Thursday, August 25, 2011

Love and be loved if at all possible.

All quotes by author David Nicholls

"What are you going to do with your life?" In one way or another it seemed that people had been asking her this forever; teachers, her parents, friends at three in the morning, but the question had never seemed this pressing and still she was no nearer an answer... "Live each day as if it's your last', that was the conventional advice, but really, who had the energy for that? What if it rained or you felt a bit glandy? It just wasn't practical. The trick of it, she told herself, is to be courageous and bold and make a difference. Not change the world exactly, just the bit around you. Go out there with your double-first, your passion and your new Smith Corona electric typewriter and work hard at … something. Change lives through art maybe. Write beautifully. Cherish your friends, stay true to your principles, live passionately and fully and well. Experience new things. Love and be loved if at all possible.”
--'One Day'

"This is me.’" He handed her the precious scrap of paper. ‘Call me or I’ll call you, but one of us will call, yes? What I mean is it’s not a competition. You don’t lose if you phone first"
--'One Day'

"She was reaching the limits of how much its possible to change a man."
--'One Day'

"Em, we've known each other five or six years now, but two years properly, as, you know, 'friends', which isn't that long but I think I know a bit about you and I think I know what your problem is. Here it is. I think you're scared of being happy, Emma. I think you think that the natural way of things is for your life to be grim and grey and dour and to hate your job, hate where you live, not to have success or money or God forbid a boyfriend.
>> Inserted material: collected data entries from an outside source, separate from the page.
PR #2036, opened 2017-10-30
Restore change_set_persister

cjcolvar:
Without this the controllers which include `WorksControllerBehavior` throw exceptions whenever trying to use the metadata_adapter since it is delegated to `change_set_persister`.  I just copied what was in `AdminSetsController`.  Since all of the controllers so far use this same configuration maybe it makes sense to pull it up into `ResourceController`.


cjcolvar:
Closed in favor of #2035

PR #2039, opened 2017-10-30
Add missing fields to the change set

jcoyne:


carrickr:
With the number of `TODOs:` being brought in here, perhaps drop some tickets or discussion items to track that?

jcoyne:
@carrickr there is now a ticket for each TODO

PR #2059, opened 2017-10-31
Persist instead of save

cjcolvar:


spec/actors/hyrax/actors/file_actor_spec.rb
```diff
@@ -116,7 +116,6 @@ class FileSetWithExtras < FileSet
         actor.revert_to(revision_id)
       end
       it 'does not rely on the default relation' do
-        pending "Hydra::Works::VirusCheck must support other relations: https://github.com/samvera/hyrax/issues/1187"
```
jcoyne: I suspect this is premature.  We currently aren't supporting any relations besides "original_file"

cjcolvar: Ok, the test passed so I thought I'd remove it.  I'll put it back in.

PR #2061, opened 2017-10-31
Persist instead of save

cjcolvar:


app/jobs/inherit_permissions_job.rb
```diff
@@ -18,7 +19,13 @@ def perform(work)
 
       # apply the new and deleted attributes
       file.permissions_attributes = attribute_map
-      file.save!
+      persister.save(resource: file)
```
carrickr: Is this just an result of systematically removing `.save!` in favor of the Valkyrie way?  I'm curious as to why not just go the rest of the way and use a `change_set` and a `change_set_persister` over this?  My understanding of the pattern was to keep the persister.save calls into change_set_persisters and prefer saving through them, eg `change_set_persister.save(change_set: change_set)`, whenever possible.  

In Figgy, I'm seeing the pattern for jobs:

https://github.com/pulibrary/figgy/blob/0d6aa5f62237537085e61922eb5e39d5bacd51ca/app/jobs/browse_everything_ingest_job.rb#L5-L15

app/jobs/inherit_permissions_job.rb
```diff
@@ -18,7 +19,13 @@ def perform(work)
...
     end
   end
+
+  private
+
+    def persister
+      Valkyrie::MetadataAdapter.find(:indexing_persister).persister
+    end
```
carrickr: I get that this is shorter than `Valkyrie::MetadataAdapter.find(:indexing_persister).persister`, but repeating in every job seems ugly.  Since most of these jobs inherit from Hyrax::ApplicationJob as a protected method?  Or ideally just create a `change_set_persister` as per my comment above there and have it for every job.

app/jobs/inherit_permissions_job.rb
cjcolvar: Thanks I'll look into that.  My intention right now is to make broken code not broken for the tests and then later come back to doing it the right way.

app/actors/hyrax/actors/file_set_actor.rb
```diff
@@ -163,7 +163,7 @@ def unlink_from_work
           # Although ActiveFedora clears the children nodes it leaves those fields in Solr populated.
           work.thumbnail = nil if work.thumbnail_id == file_set.id
           work.representative = nil if work.representative_id == file_set.id
-          work.save!
+          persister.save(resource: work)
```
carrickr: Is this just an result of systematically removing `.save!` in favor of the Valkyrie way?  I'm curious as to why not just go the rest of the way and use a `change_set` and a `change_set_persister` over this?  My understanding of the pattern was to keep the persister.save calls into change_set_persisters and prefer saving through them, eg `change_set_persister.save(change_set: change_set)`, whenever possible.  

In Figgy, I'm seeing the pattern for jobs:

https://github.com/pulibrary/figgy/blob/0d6aa5f62237537085e61922eb5e39d5bacd51ca/app/jobs/browse_everything_ingest_job.rb#L5-L15

app/jobs/inherit_permissions_job.rb
carrickr: @cjcolvar Sorry moved my comment over to FileSetActor since that was the first one and actually goes to Fedora

cjcolvar:
@carrickr I moved persister up into `ApplicationJob`.  Could you rereview please?

PR #2580, opened 2018-01-30
Initialize AuthoritySelect in editor

### LINKED ISSUE #2579: AuthoritySelect fields not initialized
### Descriptive summary

In Hyrax 2.x AuthoritySelect fields are not being initialized.

### Rationale

Hyrax documentation suggests that one should be able to set up an authority select dropdown in their Hyrax based app.
https://github.com/samvera/hyrax/wiki/Autocomplete-in-Hyrax#activating-a-dropdown-with-authorities

Subsequent Hyrax commits look like AuthoritySelect should be automatically initialized on select fields with `data-authority-select` attributes, but this does not appear to be happening as AuthoritySelect is never initialized.

https://github.com/samvera/hyrax/blob/master/app/assets/javascripts/hyrax/editor.es6#L31 

### Expected behavior

Override a default Hyrax view partial - for example creator -  `/app/views/records/edit_fields/_creator.html.erb`

with 

```
<% subject_authorities = Hyrax::NamesAuthorities.new %>

<%=
  f.input key,
  as: :multi_value,
  input_html: {
    class: 'form-control',
    data: { 'autocomplete-url' => "/authorities/search/loc/names",
      'autocomplete' => key }
  } ,
  required: f.object.required?(key) %>

  <%= f.input key,
    input_html: {
      class: 'form-control image_subject',
      data: { 'authority-select' => "generic_work_creator" }
    },
    collection: names_authorities.select_active_options,
    label: false %>
```

And you would expect a dropdown which allows you to select authorities will switch the authority on the associated autocomplete field.

### Actual behavior

Autocomplete field works but AuthoritySelect dropdown does not change the authority.

kdid:
Fixes #2579 

AuthoritySelect should be automatically initialized on select fields with `data-authority-select` attributes, but this does not appear to be happening as AuthoritySelect is never initialized.

 - Initializes authoritySelect in editor
 - Removes editor argument that was being passed to AuthoritySelect as the editor was not needed and it was actually passing a select box instead anyways.
- called autocomplete setup correctly when select box value is changed or new field is added.

@samvera/hyrax-code-reviewers

### DIFF
--- a/app/assets/javascripts/hyrax/authority_select.es6
+++ b/app/assets/javascripts/hyrax/authority_select.es6
@@ -1,3 +1,5 @@
+import Autocomplete from 'hyrax/autocomplete'
+
 /** Class for authority selection on an input field */
 export default class AuthoritySelect {
     /**
@@ -6,8 +8,7 @@ export default class AuthoritySelect {
      * @param {string} selectBox - The selector for the select box
      * @param {string} inputField - The selector for the input field
      */
-    constructor(editor, options) {
-      this.editor = editor
+    constructor(options) {
     	this.selectBox = options.selectBox
     	this.inputField = options.inputField
     	this.selectBoxChange();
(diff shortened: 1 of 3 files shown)


tpendragon:
@kdid Could you take a look at the ES6 style errors?

kdid:
@tpendragon - does houndci not run on existing code? I don't think I introduced this with what I changed. 

I tried simply removing `new` but it seems to cause other issues. Does it make sense to break out the work to refactor this class into a separate issue? Right now this functionality is not working.

PR #2585, opened 2018-01-30
Update search bar location and collection type label in collection public show page

### LINKED ISSUE #2163: Collection public show page search bar location implies untrue behavior
### Descriptive summary

On the collections sprint branch, the public collection show page has the search bar between the subcollection list and the works list. It should be located above both lists.

In addition, the header image was supposed to show collection type, but instead was changed to show "Collection". See the dashboard show page for more details.

### Rationale

The search behavior searches both works and subcollections. Unless this behavior is modified, the search bar should be above both. Having it located between the two lists implies that it only searches works. 

Also, collection type was the intended content to be shown on the header image.

Related to https://github.com/samvera/hyrax/pull/2072

### Tasks to complete in this issue:

- [x] Change label in header where it says "Collection" to instead show the collection type in the similar format. 
- [x] Move the search bar above the subcollections list since it searches both lists.

adamjarling:
Fixes #2163 

Move the search bar above subcollections in the UI, and update the label tag overlaying the image to read collection type title, rather than hardcoded "Collection".

### DIFF
--- a/app/views/hyrax/collections/show.html.erb
+++ b/app/views/hyrax/collections/show.html.erb
@@ -11,7 +11,7 @@
 
 			<div class="hyc-title">
 				<h1><%=@presenter.title.first%></h1>
-				<span class="label label-success">Collection</span>
+				<span class="label label-success"><%= @presenter.collection_type_badge %></span>
 				<%= @presenter.permission_badge %>
 			</div>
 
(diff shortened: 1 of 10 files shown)


app/views/hyrax/collections/show.html.erb
```diff
@@ -11,7 +11,7 @@
 
 			<div class="hyc-title">
 				<h1><%=@presenter.title.first%></h1>
-				<span class="label label-success">Collection</span>
+				<span class="label label-success"><%= @presenter.collection_type.title %></span>
```
laritakr: The presenter has a method "collection_type_badge" which does the same thing and is used elsewhere (i.e. the dashboard show page, index page, etc). It doesn't actually make a badge, simply the text for the badge. I'd like to see all of these locations do it consistently.

Also, at least some of the other locations do not have the "badge" format, simply the text. If not part of this issue, perhaps we need another issue to make consistent formatting among all collection type "badge" locations?

adamjarling: I just updated to use the `collection_type_badge` method in this file and re-pushed.   Maybe a new ticket is created to make these usage instances consistent in the application?

adamjarling:
@elrayle Note I added some other cleanup in the UI to make Lynette's latest header display size request consistent with other Collections show pages.   The scope of this ticket expanded somewhat.

elrayle:
Additional issues added based on feedback on this PR...
* Issue #2590 - Collections admin show page - search form results stay on same page
* Issue #2591 - Collections pages - update text sizing in list results and header to create consistency between views

PR #2595, opened 2018-02-01
Avoid potential infinite loop in `WorkShowPresenter`

no-reply:
The `WorkShowPresenter#representative_presenter` can enter an infinite loop in
the case that it returns another instance of itself as representative. This
behavior has been spotted in production shortly after upload of a new item--
presumably while background jobs are running--when visiting the work show page
immediately after deposit. This clears itself up shortly after, and doesn't
present a major issue. Still, it seemed worth addressing the edge case.

Note that an infinite loop is still technically possible within the method; we
believe this fixes the real case we have encountered.

* Don't recursively call `#representative_presenter` from itself.

@samvera/hyrax-code-reviewers

### DIFF
--- a/app/presenters/hyrax/work_show_presenter.rb
+++ b/app/presenters/hyrax/work_show_presenter.rb
@@ -72,6 +72,7 @@ module Hyrax
       @representative_presenter ||=
         begin
           result = member_presenters([representative_id]).first
+          return nil if result.try(:id) == id
           if result.respond_to?(:representative_presenter)
             result.representative_presenter
           else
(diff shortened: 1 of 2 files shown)


no-reply:
Notably, no prior unit tests for this module fail if we just make the entire method body.

```ruby
@representative_presenter ||= member_presenters([representative_id]).first
```

I have a branch up at https://github.com/samvera/hyrax/tree/presenter-loop-alt to investigate if that is a better approach. I'm letting travis run the full suite to see if anything else fails.

no-reply:
@tpendragon do you have any thoughts about my comment at https://github.com/samvera/hyrax/pull/2595#issuecomment-362123680?

PR #2611, opened 2018-02-03
Use add users search to select a user.

### LINKED ISSUE #2578: Collections - edit form -> sharing tab allows any text as user
### Descriptive summary

The Add user search box allows any text as the user.  It should show 'No matches found.' when the text entered does not match a valid user.

### Rationale

Provide feedback to the user when they type in an invalid value.

### Expected behavior

NOTE: Check out how Edit Administrative Set -> Participants handles this.  The code should be the same for the most part.

#### Error 1:
When searching for a user on the Sharing tab that does not exist, a message is displayed stating 'No matches found.'  When the user clicks outside the search box, the text should go back to 'Search for a user...', such that the invalid user cannot be assigned a role.

#### Error 2:
Add button should not process if either the user or role is not selected.  A dialog should tell the user their error...  'Select a user and a role before adding access.'  There should be a similar check for group add button.

#### Error 1:
When searching for a user on the Sharing tab that does not exist, no message is displayed.  And you can add the invalid user to one of the roles.

#### Error 2:
If role is selected and user is blank, adds an entry for the role with a blank user.

#### Error 1:
1. Dashboard -> Collections -> action menu  (beside any collection you own) -> Edit collection -> Sharing tab
1. Type random text in box Search for a user...

Verify a message is displayed below the search box stating 'No matches found.'

#### Error 2: 
1. Dashboard -> Collections -> action menu  (beside any collection you own) -> Edit collection -> Sharing tab
1. Leave user and role blank and click Add

Verify a modal is displayed with message 'Select a user and a role before adding access.'

1. Dashboard -> Collections -> action menu  (beside any collection you own) -> Edit collection -> Sharing tab
1. Leave user blank, select a role, and click Add

Verify a modal is displayed with message 'Select a user and a role before adding access.'

1. Dashboard -> Collections -> action menu  (beside any collection you own) -> Edit collection -> Sharing tab
1. Select an existing user, leave role blank, and click Add

Verify a modal is displayed with message 'Select a user and a role before adding access.'

1. Dashboard -> Collections -> action menu  (beside any collection you own) -> Edit collection -> Sharing tab
1. Leave group and role blank and click Add

Verify a modal is displayed with message 'Select a group and a role before adding access.'

1. Dashboard -> Collections -> action menu  (beside any collection you own) -> Edit collection -> Sharing tab
1. Leave group blank, select a role, and click Add

Verify a modal is displayed with message 'Select a group and a role before adding access.'

### Related work

See widgets for adding participants on Edit Administrative Sets -> Participants tab.

elrayle:
Fixes #2578

Use the same javascript used by admin sets to select a user.  This prevents garbage from being entered as a user.  Non-existent users will cause 'No matches found' to be displayed to the user.

At this point, it still needs some UI adjustments to make the Add group and Add user section align and flow better.

### DIFF
--- a/app/views/hyrax/dashboard/collections/_form_share.html.erb
+++ b/app/views/hyrax/dashboard/collections/_form_share.html.erb
@@ -9,54 +9,58 @@
         <% access_options = options_for_select([['Manager', 'manage'], ['Depositor', 'deposit'], ['Viewer', 'view']]) %>
 
         <%= simple_form_for @form.permission_template,
-          url: [hyrax, :dashboard, @form, :permission_template],
-          html: { id: 'group-participants-form' } do |f| %>
+                            url: [hyrax, :dashboard, @form, :permission_template],
+                            html: { id: 'group-participants-form' } do |f| %>
 
           <%= f.fields_for 'access_grants_attributes',
-            f.object.access_grants.build(agent_type: 'group'),
-            index: 0 do |builder| %>
+                           f.object.access_grants.build(agent_type: 'group'),
+                           index: 0 do |builder| %>
 
             <div class="form-inline add-sharing-form">
-              <div class="form-group">
-                <label><%= t('.add_group') %>:</label>
+              <div class="form-group col-md-10 col-xs-8">
+                <label class="col-md-2 col-xs-4 control-label"><%= t('.add_group') %>:</label>
                 <%= builder.hidden_field :agent_type %>
-                <%= builder.text_field :agent_id, placeholder: "Search for a group...", class: 'form-control search-input' %>
+                <%= builder.text_field :agent_id,
+                                       placeholder: "Search for a group...",
+                                       class: 'form-control search-input' %>
                 as
-                <%= builder.select :access, access_options,
-                { prompt: "Select a role..." },
-                class: 'form-control' %>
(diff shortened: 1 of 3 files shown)


app/views/hyrax/dashboard/collections/_form_share.html.erb
```diff
@@ -9,54 +9,61 @@
...
+            <% end %>
+          </div>
         <% end %>
 
         <%= simple_form_for @form.permission_template,
-          url: [hyrax, :dashboard, @form, :permission_template],
-          html: { id: 'user-participants-form' } do |f| %>
+                            url: [hyrax, :dashboard, @form, :permission_template],
+                            html: { id: 'user-participants-form' } do |f| %>
+          <div class="clearfix spacer">
```
adamjarling: Are these `<div class="clearfix spacer">`s necessary?

adamjarling: Ah, @jgondron just saw your comment about adding some space between rows.  I get it.  If the Add group `<form>` was rendering properly, then could probably target that form class with some CSS to add some bottom margin/padding instead of adding extra markup to get the spacing, but can always revisit that later.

In fact, I think I'll go further and say that I think you actually get a kick out of being disappointed and under-achieving, because it's easier, isn't it? Failure and unhappiness is easier because you can make a joke out of it."
--'One Day'

"She sometimes wondered what her twenty-two-year-old self would think of today's Emma Mayhew. Would she consider her self-centered? Compromised? A bourgeois sell-out, with her appetite for home ownership and foreign travel, clothes from Paris and expensive haircuts? Would she find her conventional, with her new surname and hopes for a family life? Maybe, but then the twenty-two-year-old Emma Morley wasn't such a paragon either: pretentious, petulant, lazy, speechifying, judgmental. Self-pitying, self-righteous, self-important, all of the selfs except self-confident, the quality that she always needed most."
--'One Day'

"You know what I can't understand? You have all these people telling you all the time how great you are, smart and funny and talented and all that, I mean endlessly, I've been telling you for years. So why don't you believe it? Why do you think people say that stuff, Em? Do you think it's a conspiracy, people secretly ganging up to be nice about you?"
--'One Day'

"...you feel a little bit lost right now about what to do with your life, a bit rudderless and oarless and aimless but that's okay that's alright because we're all meant to be like that at twenty-four."
--'One Day'

"Oh you know me. I have no emotions. I'm a robot. Or a nun. A robot nun."
--'One Day'

"And then some days you wake up and everything's perfect."
--'One Day'

"She had never been a proficient flirt. Her spasms of kittenish behaviour were graceless and inept, like normal conversation on roller skates."
--'One Day'

"Independence is the luxury of all those people who are too confident, and busy, and popular, and attractive to be just plain old lonely. And make no mistake, lonely is absolutely the worst thing to be. Tell someone that you've got a drink problem, or an eating disorder, or your dad died when you were a kid even, and you can almost see their eyes light up with the sheer fascinating drama and pathos of it all, because you've got an issue, something for them to get involved in, to talk about and analyse and discuss and maybe even cure. But tell someone you’re lonely and of course they’ll seem sympathetic, but look very carefully and you'll see one hand snaking behind their back, groping for the door handle, ready to make a run for it, as if loneliness itself were contagious. Because being lonely is just so banal, so shaming, so plain and dull and ugly."
--'Starter for Ten'

"No matter how predictable, banal and listless the rest of my life might be, you can guarantee that there'll always be something interesting going on with my skin."
--'Starter for Ten''

"If she does have a failing, and it's obviously only a tiny one, it's that she doesn't seem particularly curious about other people, or me, anyway."